**Exercise brief:**
How many lines of the entries below contain the string "feature"? State the number alone.

**Supplied data:**
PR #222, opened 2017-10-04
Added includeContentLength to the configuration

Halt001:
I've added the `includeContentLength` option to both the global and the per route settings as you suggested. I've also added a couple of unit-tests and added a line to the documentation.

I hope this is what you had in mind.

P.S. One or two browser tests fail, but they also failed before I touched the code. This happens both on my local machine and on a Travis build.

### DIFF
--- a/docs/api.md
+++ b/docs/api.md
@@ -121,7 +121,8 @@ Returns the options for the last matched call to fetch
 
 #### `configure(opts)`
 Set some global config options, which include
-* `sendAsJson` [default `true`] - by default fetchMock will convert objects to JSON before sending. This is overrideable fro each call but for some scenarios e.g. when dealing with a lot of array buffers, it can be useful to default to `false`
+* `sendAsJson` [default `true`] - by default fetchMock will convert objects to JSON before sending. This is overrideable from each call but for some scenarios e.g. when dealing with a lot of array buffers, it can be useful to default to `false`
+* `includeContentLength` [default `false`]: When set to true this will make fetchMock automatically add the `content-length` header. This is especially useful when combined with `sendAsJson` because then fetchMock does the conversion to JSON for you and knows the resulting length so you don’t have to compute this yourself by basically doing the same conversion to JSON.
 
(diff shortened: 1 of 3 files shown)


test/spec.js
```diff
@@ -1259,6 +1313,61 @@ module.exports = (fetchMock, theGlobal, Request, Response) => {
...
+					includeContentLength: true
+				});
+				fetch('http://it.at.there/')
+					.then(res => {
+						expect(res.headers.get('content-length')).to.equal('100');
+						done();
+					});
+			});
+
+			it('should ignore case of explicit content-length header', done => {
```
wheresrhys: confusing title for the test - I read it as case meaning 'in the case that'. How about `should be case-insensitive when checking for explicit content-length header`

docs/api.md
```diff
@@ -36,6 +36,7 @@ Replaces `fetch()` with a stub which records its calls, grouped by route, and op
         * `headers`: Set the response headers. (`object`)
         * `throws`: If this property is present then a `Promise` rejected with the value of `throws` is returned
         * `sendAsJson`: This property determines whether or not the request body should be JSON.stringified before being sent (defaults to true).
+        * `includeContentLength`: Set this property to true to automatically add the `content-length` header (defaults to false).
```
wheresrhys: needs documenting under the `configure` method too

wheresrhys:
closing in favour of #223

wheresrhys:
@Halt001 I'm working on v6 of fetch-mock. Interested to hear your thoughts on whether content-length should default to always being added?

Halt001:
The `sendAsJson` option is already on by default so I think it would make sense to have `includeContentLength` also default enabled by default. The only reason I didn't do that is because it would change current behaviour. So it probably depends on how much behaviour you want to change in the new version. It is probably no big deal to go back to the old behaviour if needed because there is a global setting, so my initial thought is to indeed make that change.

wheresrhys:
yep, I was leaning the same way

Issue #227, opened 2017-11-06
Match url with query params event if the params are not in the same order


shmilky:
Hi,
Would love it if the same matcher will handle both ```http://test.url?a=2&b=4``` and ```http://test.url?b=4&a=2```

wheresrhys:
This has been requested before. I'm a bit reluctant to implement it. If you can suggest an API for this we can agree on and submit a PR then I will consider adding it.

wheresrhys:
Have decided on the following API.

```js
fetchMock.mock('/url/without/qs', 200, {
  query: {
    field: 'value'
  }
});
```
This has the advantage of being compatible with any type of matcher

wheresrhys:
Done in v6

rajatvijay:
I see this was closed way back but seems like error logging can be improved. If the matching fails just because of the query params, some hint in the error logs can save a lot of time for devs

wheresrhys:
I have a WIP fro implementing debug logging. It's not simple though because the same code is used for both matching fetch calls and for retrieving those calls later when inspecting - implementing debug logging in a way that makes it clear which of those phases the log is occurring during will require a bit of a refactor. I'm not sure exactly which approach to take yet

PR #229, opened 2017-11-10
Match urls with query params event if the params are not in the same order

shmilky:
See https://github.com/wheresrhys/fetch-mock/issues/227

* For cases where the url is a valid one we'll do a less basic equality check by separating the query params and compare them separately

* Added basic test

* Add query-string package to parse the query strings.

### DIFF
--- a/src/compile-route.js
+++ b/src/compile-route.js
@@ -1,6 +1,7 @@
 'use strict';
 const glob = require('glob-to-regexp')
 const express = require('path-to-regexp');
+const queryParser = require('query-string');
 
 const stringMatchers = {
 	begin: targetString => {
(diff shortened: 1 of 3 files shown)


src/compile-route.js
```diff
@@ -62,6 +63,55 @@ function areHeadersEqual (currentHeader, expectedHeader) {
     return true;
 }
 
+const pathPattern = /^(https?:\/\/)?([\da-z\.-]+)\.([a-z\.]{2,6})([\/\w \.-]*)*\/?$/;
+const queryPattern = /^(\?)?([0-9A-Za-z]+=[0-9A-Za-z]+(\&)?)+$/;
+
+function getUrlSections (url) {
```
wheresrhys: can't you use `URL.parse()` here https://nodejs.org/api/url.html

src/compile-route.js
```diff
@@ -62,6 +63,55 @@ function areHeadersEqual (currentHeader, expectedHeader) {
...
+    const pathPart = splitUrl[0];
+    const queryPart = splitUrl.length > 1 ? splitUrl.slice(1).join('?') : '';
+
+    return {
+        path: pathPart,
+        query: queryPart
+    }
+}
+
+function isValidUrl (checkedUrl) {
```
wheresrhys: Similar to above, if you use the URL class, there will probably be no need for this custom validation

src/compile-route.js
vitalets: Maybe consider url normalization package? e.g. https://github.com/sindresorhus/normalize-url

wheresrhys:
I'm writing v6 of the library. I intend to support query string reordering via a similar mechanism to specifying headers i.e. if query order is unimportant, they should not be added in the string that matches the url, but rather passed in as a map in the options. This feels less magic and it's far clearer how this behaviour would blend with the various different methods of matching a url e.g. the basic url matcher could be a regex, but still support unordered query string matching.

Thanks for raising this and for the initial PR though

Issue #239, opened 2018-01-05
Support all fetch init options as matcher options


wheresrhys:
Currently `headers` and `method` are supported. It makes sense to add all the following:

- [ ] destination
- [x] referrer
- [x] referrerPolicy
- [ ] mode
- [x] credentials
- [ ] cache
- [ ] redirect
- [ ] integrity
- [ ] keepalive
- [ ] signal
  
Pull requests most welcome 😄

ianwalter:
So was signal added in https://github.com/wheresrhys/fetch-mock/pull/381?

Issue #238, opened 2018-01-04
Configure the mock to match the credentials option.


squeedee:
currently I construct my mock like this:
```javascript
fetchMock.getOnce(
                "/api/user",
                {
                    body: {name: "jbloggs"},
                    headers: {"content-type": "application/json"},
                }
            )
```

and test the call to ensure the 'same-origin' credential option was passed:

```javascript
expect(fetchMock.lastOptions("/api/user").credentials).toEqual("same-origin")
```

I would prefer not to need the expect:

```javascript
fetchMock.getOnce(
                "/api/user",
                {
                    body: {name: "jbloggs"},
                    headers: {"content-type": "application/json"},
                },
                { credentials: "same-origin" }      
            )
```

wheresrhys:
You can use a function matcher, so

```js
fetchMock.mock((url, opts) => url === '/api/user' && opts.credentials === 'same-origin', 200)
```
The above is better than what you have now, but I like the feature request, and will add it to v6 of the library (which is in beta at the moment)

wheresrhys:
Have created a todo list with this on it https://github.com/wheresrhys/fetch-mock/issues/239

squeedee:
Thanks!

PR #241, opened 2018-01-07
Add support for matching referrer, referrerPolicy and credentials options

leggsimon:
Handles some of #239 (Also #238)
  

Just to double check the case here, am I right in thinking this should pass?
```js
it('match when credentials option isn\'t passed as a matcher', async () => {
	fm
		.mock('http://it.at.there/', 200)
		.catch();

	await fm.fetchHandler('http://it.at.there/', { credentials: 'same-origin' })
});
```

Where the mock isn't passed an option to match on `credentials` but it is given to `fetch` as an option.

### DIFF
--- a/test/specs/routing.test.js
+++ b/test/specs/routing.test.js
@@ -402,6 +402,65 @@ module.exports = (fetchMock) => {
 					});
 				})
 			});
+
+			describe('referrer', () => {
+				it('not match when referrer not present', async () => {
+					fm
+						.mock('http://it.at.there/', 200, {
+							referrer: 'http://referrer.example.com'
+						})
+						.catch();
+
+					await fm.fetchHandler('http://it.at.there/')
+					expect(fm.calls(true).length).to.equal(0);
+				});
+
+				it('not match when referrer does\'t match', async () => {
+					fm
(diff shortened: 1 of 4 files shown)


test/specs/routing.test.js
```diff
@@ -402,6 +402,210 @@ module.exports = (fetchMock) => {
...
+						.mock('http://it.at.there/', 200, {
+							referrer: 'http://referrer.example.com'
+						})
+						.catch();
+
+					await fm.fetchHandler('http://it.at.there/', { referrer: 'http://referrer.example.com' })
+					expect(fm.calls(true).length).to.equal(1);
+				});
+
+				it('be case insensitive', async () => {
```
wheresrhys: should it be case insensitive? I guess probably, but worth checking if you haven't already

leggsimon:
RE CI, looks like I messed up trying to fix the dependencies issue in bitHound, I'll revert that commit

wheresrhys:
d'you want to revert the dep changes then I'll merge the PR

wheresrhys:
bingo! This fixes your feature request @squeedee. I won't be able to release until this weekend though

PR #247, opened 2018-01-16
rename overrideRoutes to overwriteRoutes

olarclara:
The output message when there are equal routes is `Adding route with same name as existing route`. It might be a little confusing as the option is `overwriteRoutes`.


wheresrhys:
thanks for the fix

**Your solution:**
2